Problem to solve - Take the entries below and print all of them exactly, please.

The records -

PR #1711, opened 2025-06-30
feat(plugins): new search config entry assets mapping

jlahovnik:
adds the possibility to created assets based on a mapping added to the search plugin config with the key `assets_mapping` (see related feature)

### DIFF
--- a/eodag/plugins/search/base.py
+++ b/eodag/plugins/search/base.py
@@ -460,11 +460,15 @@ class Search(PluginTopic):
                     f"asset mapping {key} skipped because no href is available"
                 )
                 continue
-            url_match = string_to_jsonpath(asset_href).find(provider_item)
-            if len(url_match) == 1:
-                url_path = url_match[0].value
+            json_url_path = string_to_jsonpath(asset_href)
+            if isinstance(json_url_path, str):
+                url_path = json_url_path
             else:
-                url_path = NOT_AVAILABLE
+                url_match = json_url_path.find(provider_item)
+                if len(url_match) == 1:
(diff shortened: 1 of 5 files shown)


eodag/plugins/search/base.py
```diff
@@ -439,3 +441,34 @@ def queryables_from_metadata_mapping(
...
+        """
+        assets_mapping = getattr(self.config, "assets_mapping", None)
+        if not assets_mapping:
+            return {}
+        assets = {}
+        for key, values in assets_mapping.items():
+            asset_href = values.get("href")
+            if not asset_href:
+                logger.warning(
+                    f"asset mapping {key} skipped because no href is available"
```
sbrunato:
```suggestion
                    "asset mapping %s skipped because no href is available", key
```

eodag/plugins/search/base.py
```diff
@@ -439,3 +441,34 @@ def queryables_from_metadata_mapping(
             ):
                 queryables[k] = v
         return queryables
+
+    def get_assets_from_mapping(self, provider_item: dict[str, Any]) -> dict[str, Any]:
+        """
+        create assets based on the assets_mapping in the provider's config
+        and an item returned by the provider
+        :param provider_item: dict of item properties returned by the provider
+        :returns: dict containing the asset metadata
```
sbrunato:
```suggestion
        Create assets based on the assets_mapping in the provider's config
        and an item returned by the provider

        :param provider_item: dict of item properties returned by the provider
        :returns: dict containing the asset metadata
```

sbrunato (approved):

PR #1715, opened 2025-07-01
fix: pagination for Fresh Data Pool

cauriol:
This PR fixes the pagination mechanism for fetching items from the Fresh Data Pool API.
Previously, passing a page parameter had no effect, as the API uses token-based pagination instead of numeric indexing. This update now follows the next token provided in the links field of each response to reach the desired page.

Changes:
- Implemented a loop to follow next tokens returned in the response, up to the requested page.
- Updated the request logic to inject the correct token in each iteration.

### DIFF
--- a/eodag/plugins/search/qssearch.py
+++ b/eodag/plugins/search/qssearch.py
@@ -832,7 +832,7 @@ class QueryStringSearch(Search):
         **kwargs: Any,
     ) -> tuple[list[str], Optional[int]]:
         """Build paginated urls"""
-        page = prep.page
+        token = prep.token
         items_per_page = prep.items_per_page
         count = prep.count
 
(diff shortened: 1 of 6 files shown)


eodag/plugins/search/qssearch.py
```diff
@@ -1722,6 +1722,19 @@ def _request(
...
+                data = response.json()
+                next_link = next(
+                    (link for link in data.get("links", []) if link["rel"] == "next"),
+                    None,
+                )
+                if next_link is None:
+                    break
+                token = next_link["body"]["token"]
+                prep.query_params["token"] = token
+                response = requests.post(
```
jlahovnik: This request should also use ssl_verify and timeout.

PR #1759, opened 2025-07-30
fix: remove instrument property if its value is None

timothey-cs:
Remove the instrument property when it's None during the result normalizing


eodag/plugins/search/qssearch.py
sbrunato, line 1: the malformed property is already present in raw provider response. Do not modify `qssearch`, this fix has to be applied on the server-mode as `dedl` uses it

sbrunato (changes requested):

Exercise answer -
PR #1711, opened 2025-06-30
feat(plugins): new search config entry assets mapping

jlahovnik:
adds the possibility to created assets based on a mapping added to the search plugin config with the key `assets_mapping` (see related feature)

### DIFF
--- a/eodag/plugins/search/base.py
+++ b/eodag/plugins/search/base.py
@@ -460,11 +460,15 @@ class Search(PluginTopic):
                     f"asset mapping {key} skipped because no href is available"
                 )
                 continue
-            url_match = string_to_jsonpath(asset_href).find(provider_item)
-            if len(url_match) == 1:
-                url_path = url_match[0].value
+            json_url_path = string_to_jsonpath(asset_href)
+            if isinstance(json_url_path, str):
+                url_path = json_url_path
             else:
-                url_path = NOT_AVAILABLE
+                url_match = json_url_path.find(provider_item)
+                if len(url_match) == 1:
(diff shortened: 1 of 5 files shown)


eodag/plugins/search/base.py
```diff
@@ -439,3 +441,34 @@ def queryables_from_metadata_mapping(
...
+        """
+        assets_mapping = getattr(self.config, "assets_mapping", None)
+        if not assets_mapping:
+            return {}
+        assets = {}
+        for key, values in assets_mapping.items():
+            asset_href = values.get("href")
+            if not asset_href:
+                logger.warning(
+                    f"asset mapping {key} skipped because no href is available"
```
sbrunato:
```suggestion
                    "asset mapping %s skipped because no href is available", key
```

eodag/plugins/search/base.py
```diff
@@ -439,3 +441,34 @@ def queryables_from_metadata_mapping(
             ):
                 queryables[k] = v
         return queryables
+
+    def get_assets_from_mapping(self, provider_item: dict[str, Any]) -> dict[str, Any]:
+        """
+        create assets based on the assets_mapping in the provider's config
+        and an item returned by the provider
+        :param provider_item: dict of item properties returned by the provider
+        :returns: dict containing the asset metadata
```
sbrunato:
```suggestion
        Create assets based on the assets_mapping in the provider's config
        and an item returned by the provider

        :param provider_item: dict of item properties returned by the provider
        :returns: dict containing the asset metadata
```

sbrunato (approved):

PR #1715, opened 2025-07-01
fix: pagination for Fresh Data Pool

cauriol:
This PR fixes the pagination mechanism for fetching items from the Fresh Data Pool API.
Previously, passing a page parameter had no effect, as the API uses token-based pagination instead of numeric indexing. This update now follows the next token provided in the links field of each response to reach the desired page.

Changes:
- Implemented a loop to follow next tokens returned in the response, up to the requested page.
- Updated the request logic to inject the correct token in each iteration.

### DIFF
--- a/eodag/plugins/search/qssearch.py
+++ b/eodag/plugins/search/qssearch.py
@@ -832,7 +832,7 @@ class QueryStringSearch(Search):
         **kwargs: Any,
     ) -> tuple[list[str], Optional[int]]:
         """Build paginated urls"""
-        page = prep.page
+        token = prep.token
         items_per_page = prep.items_per_page
         count = prep.count
 
(diff shortened: 1 of 6 files shown)


eodag/plugins/search/qssearch.py
```diff
@@ -1722,6 +1722,19 @@ def _request(
...
+                data = response.json()
+                next_link = next(
+                    (link for link in data.get("links", []) if link["rel"] == "next"),
+                    None,
+                )
+                if next_link is None:
+                    break
+                token = next_link["body"]["token"]
+                prep.query_params["token"] = token
+                response = requests.post(
```
jlahovnik: This request should also use ssl_verify and timeout.

PR #1759, opened 2025-07-30
fix: remove instrument property if its value is None

timothey-cs:
Remove the instrument property when it's None during the result normalizing


eodag/plugins/search/qssearch.py
sbrunato, line 1: the malformed property is already present in raw provider response. Do not modify `qssearch`, this fix has to be applied on the server-mode as `dedl` uses it

sbrunato (changes requested):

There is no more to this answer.